PR #205, opened 2023-03-28
Solution

tytomyr:
image

image

image

### DIFF
--- a/taxi/forms.py
+++ b/taxi/forms.py
@@ -1,0 +1,45 @@
+from django import forms
+from django.contrib.auth import get_user_model
+from django.core.exceptions import ValidationError
+from taxi.models import Driver, Car
+
+
+class DriverUpdateForm(forms.ModelForm):
+    class Meta:
+        model = Driver
+        fields = "__all__"
+
+
+class DriverLicenseUpdateForm(forms.ModelForm):
+    class Meta:
+        model = Driver
+        fields = ("license_number",)
+
+    def clean_license_number(self):
+        license_number = self.cleaned_data["license_number"]
+        first = license_number[:3]
+        last = license_number[-5:]
+        length = len(license_number)
+
+        def contains_number(string):
+            return any(char.isdigit() for char in string)
+
+        if (length != 8
+                or first.upper() != first
+                or not last.isdigit()
+                or contains_number(first)):
+            raise ValidationError("Ensure that value is valid")
+
+        return license_number
+
+
+class CarUpdateForm(forms.ModelForm):
+    drivers = forms.ModelMultipleChoiceField(
+        queryset=get_user_model().objects.all(),
+        widget=forms.CheckboxSelectMultiple,
+        required=False
+    )
+
+    class Meta:
+        model = Car
+        fields = "__all__"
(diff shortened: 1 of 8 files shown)


taxi/forms.py
```diff
@@ -0,0 +1,45 @@
...
+        fields = ("license_number",)
+
+    def clean_license_number(self):
+        license_number = self.cleaned_data["license_number"]
+        first = license_number[:3]
+        last = license_number[-5:]
+        length = len(license_number)
+
+        def contains_number(string):
+            return any(char.isdigit() for char in string)
```
YuriiKindrat, line 25: try to use isalpha method )

taxi/forms.py
```diff
@@ -0,0 +1,45 @@
...
+
+        if (length != 8
+                or first.upper() != first
```
YuriiKindrat, line 28: u can use isupper method here

taxi/forms.py
```diff
@@ -0,0 +1,45 @@
...
+                or not last.isdigit()
+                or contains_number(first)):
+            raise ValidationError("Ensure that value is valid")
```
YuriiKindrat, line 31: write more descriptive message for error

taxi/views.py
```diff
@@ -64,16 +65,30 @@ class CarDetailView(LoginRequiredMixin, generic.DetailView):
...
+    driver = Driver.objects.get(id=request.user.pk)
+    driver.cars.add(pk)
+    return redirect(reverse_lazy("taxi:car-list"))
+
+
+@login_required
+def car_remove_driver(request, pk):
+    driver = Driver.objects.get(id=request.user.pk)
+    driver.cars.remove(pk)
+    return redirect(reverse_lazy("taxi:car-list"))
```
YuriiKindrat, line 89: try to make this using one view

taxi/forms.py
```diff
@@ -0,0 +1,45 @@
+from django import forms
+from django.contrib.auth import get_user_model
+from django.core.exceptions import ValidationError
+from taxi.models import Driver, Car
+
+
+class DriverUpdateForm(forms.ModelForm):
+    class Meta:
+        model = Driver
+        fields = "__all__"
```
YuriiKindrat, line 10: why do u use this form for creating ? check ur checklist

YuriiKindrat (changes requested):

taxi/views.py
```diff
@@ -64,16 +65,26 @@ class CarDetailView(LoginRequiredMixin, generic.DetailView):
...
 
 
+@login_required
+def car_add_or_remove_driver(request, pk):
+    driver = Driver.objects.get(id=request.user.pk)
+    if driver in Driver.objects.all():
+        driver.cars.remove(pk)
+    else:
+        driver.cars.add(pk)
+    return redirect(reverse_lazy("taxi:car-list"))
```
YuriiKindrat, line 85: is it works as expected ? U are getting driver by id and then check if it exist in list of all drivers, am i right ? 
fix that, also no need to get driver here, u can use reuqest.user instead

YuriiKindrat (changes requested):

YuriiKindrat (approved):

PR #206, opened 2023-03-28
Solution

Zenionoi:


Zenionoi:
image
image
image
image

taxi/views.py
```diff
@@ -87,3 +89,31 @@ class DriverListView(LoginRequiredMixin, generic.ListView):
...
+
+class DriverDeleteView(LoginRequiredMixin, generic.DeleteView):
+    model = Driver
+    success_url = reverse_lazy("taxi:driver-list")
+
+
+@login_required
+def driver_assign(request, pk):
+    car = Car.objects.get(pk=pk)
+    driver = Driver.objects.get(pk=request.user.pk)
```
YuriiKindrat, line 114: u can use request.user instead

YuriiKindrat (changes requested):

wQuelS (changes requested):
Fix indentation in your html files. It is better to use 2 tabs

PR #212, opened 2023-03-29
Solution

yhwh6:


taxi/forms.py
```diff
@@ -0,0 +1,55 @@
...
+
+class DriverLicenseUpdateForm(forms.ModelForm):
+    class Meta:
+        model = Driver
+        fields = ("license_number",)
+
+    def clean_license_number(self) -> str:
+        license_number = self.cleaned_data["license_number"]
+        license_number_validator(license_number)
+        return license_number
```
ArsenPidhoretskyi, line 55: Duplicate code. Maybe create one more class(mixin) and then inherit from it?

taxi/views.py
```diff
@@ -87,3 +92,34 @@ class DriverListView(LoginRequiredMixin, generic.ListView):
...
+    success_url = reverse_lazy("taxi:driver-list")
+
+
+class DriverDeleteView(LoginRequiredMixin, generic.DeleteView):
+    model = Driver
+    success_url = reverse_lazy("taxi:driver-list")
+
+
+@login_required
+def delete_car_assignment(request, pk):
```
ArsenPidhoretskyi, line 115: Write as class view

ArsenPidhoretskyi (changes requested):

taxi/views.py
```diff
@@ -87,3 +92,35 @@ class DriverListView(LoginRequiredMixin, generic.ListView):
...
+
+
+class DriverDeleteView(LoginRequiredMixin, generic.DeleteView):
+    model = Driver
+    success_url = reverse_lazy("taxi:driver-list")
+
+
+class CarAssignmentView(LoginRequiredMixin, generic.View):
+    @staticmethod
+    def get(request, pk):
```
ArsenPidhoretskyi, line 116: Do this on post method. Not good to change object on get method

ArsenPidhoretskyi (changes requested):

vasylhnatiuk (approved):
Good job!

PR #213, opened 2023-03-31
Solution

StreetNik:
Screenshot 2023-03-30 at 22 23 32
Screenshot 2023-03-30 at 22 23 50
Screenshot 2023-03-30 at 22 23 40

### DIFF
--- a/taxi/views.py
+++ b/taxi/views.py
@@ -1,9 +1,11 @@
 from django.contrib.auth.decorators import login_required
+from django.http import HttpResponseRedirect
 from django.shortcuts import render
-from django.urls import reverse_lazy
+from django.urls import reverse_lazy, reverse
 from django.views import generic
 from django.contrib.auth.mixins import LoginRequiredMixin
 
+from .forms import DriverCreationForm, DriverLicenseUpdateForm, CarCreateForm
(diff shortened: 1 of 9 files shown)


taxi/views.py
```diff
@@ -62,18 +64,39 @@ class CarDetailView(LoginRequiredMixin, generic.DetailView):
     model = Car
 
 
+def car_driver_assign_or_delete(request, pk):
```
ArsenPidhoretskyi, line 67: Please rewrite as class view

taxi/views.py
```diff
@@ -62,18 +64,39 @@ class CarDetailView(LoginRequiredMixin, generic.DetailView):
...
+    if request.method == "POST":
+        driver_id = request.POST["driver_id"]
+        car = Car.objects.get(id=pk)
+        remove = request.POST.get("remove")
```
ArsenPidhoretskyi, line 71: Maybe better just to check if the driver inside car.drivers? Remove redundant variable

ArsenPidhoretskyi (changes requested):

Vasyl-Smutok (approved):
Good Job 👍

PR #237, opened 2023-05-20
Solution

bohdan-yatsyna:

### DIFF
--- a/taxi/views.py
+++ b/taxi/views.py
@@ -1,10 +1,15 @@
 from django.contrib.auth.decorators import login_required
-from django.shortcuts import render
+from django.contrib.auth.mixins import LoginRequiredMixin
+from django.shortcuts import render, redirect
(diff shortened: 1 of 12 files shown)


taxi/views.py
```diff
@@ -79,6 +84,19 @@ class CarDeleteView(LoginRequiredMixin, generic.DeleteView):
     success_url = reverse_lazy("taxi:car-list")
 
 
+@login_required
+def car_add_or_delete_driver(request, pk):
```
ArsenPidhoretskyi, line 88: Write as class view

ArsenPidhoretskyi (changes requested):

taxi/views.py
bohdan-yatsyna: Thank you for the remark, done.

vasylhnatiuk (approved):

PR #275, opened 2023-07-07
Solution

nailia-mamiedova:


nailia-mamiedova:
image
Drivers List

image
Driver Detail

image
Update License Number

image
Delete Driver

image
In car.drivers

image
Not in car.drivers

PR #289, opened 2023-07-17
'Solution'

ant-komarov:
image
image
image
image
image
image
image
image


taxi/views.py
```diff
@@ -79,11 +79,40 @@ class CarDeleteView(LoginRequiredMixin, generic.DeleteView):
     success_url = reverse_lazy("taxi:car-list")
 
 
+def car_update_driver_view(request, pk):
+    car = Car.objects.get(id=pk)
+    driver = Driver.objects.get(id=request.user.id)
```
YuriiKindrat, line 84: u can use request.user instead, no need to get driver from db

YuriiKindrat (changes requested):

Oleg-s-s (approved):
:+1:

PR #293, opened 2023-07-18
Solution

Kirontiko:
Assigning to car

image

Deleting from car

image

Create new driver button
image

Validating

image

image

Driver update license number button and delete driver button

image

Delete confirmation button

image

Checkbox in the car creation page

image


Oleg-s-s (approved):
:+1:

PR #310, opened 2023-07-20
'Solution'

RedCatHot:
image
image
image
image


taxi/urls.py
```diff
@@ -46,6 +49,22 @@
...
+    path(
+        "drivers/<int:pk>/delete/",
+        DriverDeleteView.as_view(),
+        name="driver-delete"
+    ),
+    path(
+        "cars/<int:pk>/assign_delete/",
+        CarDetailView.as_view(),
+        name="car-assign-delete"
+    ),
```
YuriiKindrat: there is no need to create a new link here

templates/taxi/driver_confirm_delete.html
```diff
@@ -0,0 +1,10 @@
+{% extends "base.html" %}
+
+{% block content %}
+  <h1>Delete driver?</h1>
+  <form action="" method="post">
+    {% csrf_token %}
+
+    <input type="submit" value="Yes" class="btn btn-danger">
+  </form>
+{% endblock %}
```
YuriiKindrat: no blank line 
fix this everywhere

YuriiKindrat (changes requested):

templates/taxi/driver_confirm_delete.html
RedCatHot: Fixed, added blank lines in some html files

taxi/urls.py
RedCatHot: Why not? May you explain please?

Oleg-s-s (approved):
:+1:

PR #334, opened 2023-08-31
Solution

prykhodkom:


prykhodkom:
2023-08-31 19_22_40-Taxi Service
2023-08-31 19_23_08-Taxi Service

taxi/forms.py
```diff
@@ -0,0 +1,52 @@
...
+from django.core.exceptions import ValidationError
+
+from taxi.models import Driver, Car
+
+
+def validate_license(license_number: str):
+    length = (len(license_number) == 8)
+    letters = all(
+        char.isalpha() and char.isupper() for char in license_number[:3]
+    )
```
olena-hul: You can check the whole string instead of checking every char

taxi/forms.py
```diff
@@ -0,0 +1,52 @@
...
+    digits = all(char.isnumeric() for char in license_number[3:])
```
olena-hul: You can check the whole string instead of checking every char

olena-hul (changes requested):

Bohdan-Salamakha (changes requested):
fix tests

Bohdan-Salamakha (approved):

PR #707, opened 2024-09-08
solution

BastovOleksandr:
car create page
car detail page 1
car detail page 2
driver create button
driver create page
driver delete page
driver update   delete buttons
driver update license invalid
driver update license page


taxi/urls.py
```diff
@@ -42,10 +47,33 @@
...
+    path(
+        "car/<int:pk>/assign-driver/",
+        car_assign_driver,
+        name="car-assign-driver"
+    ),
+    path(
+        "car/<int:pk>/remove-driver/",
+        car_remove_driver,
+        name="car-remove-driver"
+    ),
```
MNDonut: cars*

templates/taxi/car_detail.html
```diff
@@ -1,22 +1,30 @@
...
-    {{ car.model }}
-    <a href="{% url 'taxi:car-delete' pk=car.id %}" class="btn btn-danger link-to-page">
-      Delete
-    </a>
-
-    <a href="{% url 'taxi:car-update' pk=car.id %}" class="btn btn-secondary link-to-page">
-      Update
-    </a>
+    Drivers
+    {% if user in car.drivers.all %}
```
MNDonut, line 11: you use here backward relationship but did you fetched it from db? because otherwise here will be N+1 issue

templates/taxi/car_detail.html
```diff
@@ -1,22 +1,30 @@
...
+      <a href="{% url 'taxi:car-assign-driver' pk=car.pk %}" class="btn btn-success link-to-page">
+        Assign me to this car
+      </a>
+    {% endif %}
   </h1>
-  <p>Manufacturer: ({{ car.manufacturer.name }}, {{ car.manufacturer.country }})</p>
-  <h1>Drivers</h1>
   <hr>
   <ul>
     {% for driver in car.drivers.all %}
```
MNDonut, line 23: you use here many to many relationship but did you fetched it from db? because otherwise here will be N+1 issue

MNDonut (changes requested):

taxi/forms.py
```diff
@@ -0,0 +1,79 @@
...
+        required=True,
+        validators=[
+            RegexValidator(
+                LICENSE_NUMBER_PATTERN,
+                message=LICENSE_NUMBER_MESSAGE
+            ),
+        ],
+        help_text=LICENSE_NUMBER_HELP_TEXT
+    )
+    cars = forms.ModelMultipleChoiceField(
```
Oleksl888: are you sure that m2m relations will be recorded using generic CreateView?

taxi/forms.py
```diff
@@ -0,0 +1,79 @@
...
+            "first_name",
+            "last_name",
+            "email",
+            "license_number",
+            "cars"
+        )
+
+
+class DriverLicenseUpdateForm(forms.ModelForm):
+    license_number = forms.CharField(
```
Oleksl888, line 28: use inheritance to avoid code repetition

taxi/forms.py
```diff
@@ -0,0 +1,79 @@
...
+        widget=forms.CheckboxSelectMultiple,
+        required=False
+    )
+
+    class Meta:
+        model = Car
+        fields = ("model", "manufacturer", "drivers",)
+
+
+class CarUpdateForm(forms.ModelForm):
```
Oleksl888: this form is exactly the same as above + there is no requirement to override m2m fields on updateview

taxi/views.py
```diff
@@ -1,9 +1,15 @@
+from django.contrib import messages
 from django.contrib.auth.decorators import login_required
-from django.shortcuts import render
+from django.shortcuts import render, redirect, get_object_or_404
 from django.urls import reverse_lazy
 from django.views import generic
 from django.contrib.auth.mixins import LoginRequiredMixin
 
+from .forms import (
```

taxi/views.py
```diff
@@ -60,25 +66,48 @@ class CarListView(LoginRequiredMixin, generic.ListView):
...
 
 
 class CarUpdateView(LoginRequiredMixin, generic.UpdateView):
     model = Car
-    fields = "__all__"
+    form_class = CarUpdateForm
     success_url = reverse_lazy("taxi:car-list")
 
 
+class CarUpdateDriverView(LoginRequiredMixin, generic.UpdateView):
```
Oleksl888: you should have only one CarUpdateView

taxi/views.py
```diff
@@ -60,25 +66,48 @@ class CarListView(LoginRequiredMixin, generic.ListView):
...
+    model = Car
+    success_url = reverse_lazy("taxi:car-detail")
+
+
 class CarDeleteView(LoginRequiredMixin, generic.DeleteView):
     model = Car
     success_url = reverse_lazy("taxi:car-list")
 
 
+@login_required
```
Oleksl888, line 105: You can put this logic into post method of CarDetailView. This way you don't need to create extra views and url endpoints to handle adding/deleting driver.

templates/taxi/car_detail.html
```diff
@@ -1,22 +1,30 @@
...
-    <a href="{% url 'taxi:car-delete' pk=car.id %}" class="btn btn-danger link-to-page">
-      Delete
-    </a>
-
-    <a href="{% url 'taxi:car-update' pk=car.id %}" class="btn btn-secondary link-to-page">
-      Update
-    </a>
+    Drivers
+    {% if user in car.drivers.all %}
+      <a href="{% url 'taxi:car-remove-driver' pk=car.pk %}" class="btn btn-danger link-to-page">
```
Oleksl888: Use form here instead so it can set driver in CarDetailView

templates/taxi/driver_license_update.html
Oleksl888, line 1: there can be one template for create/update driver

Oleksl888 (changes requested):

MNDonut (approved):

◆ **PROMPT**
Only a number is wanted here: the count of lines in the data that contain the string "RedCatHot".

◆ **EXERCISE RESULT**
3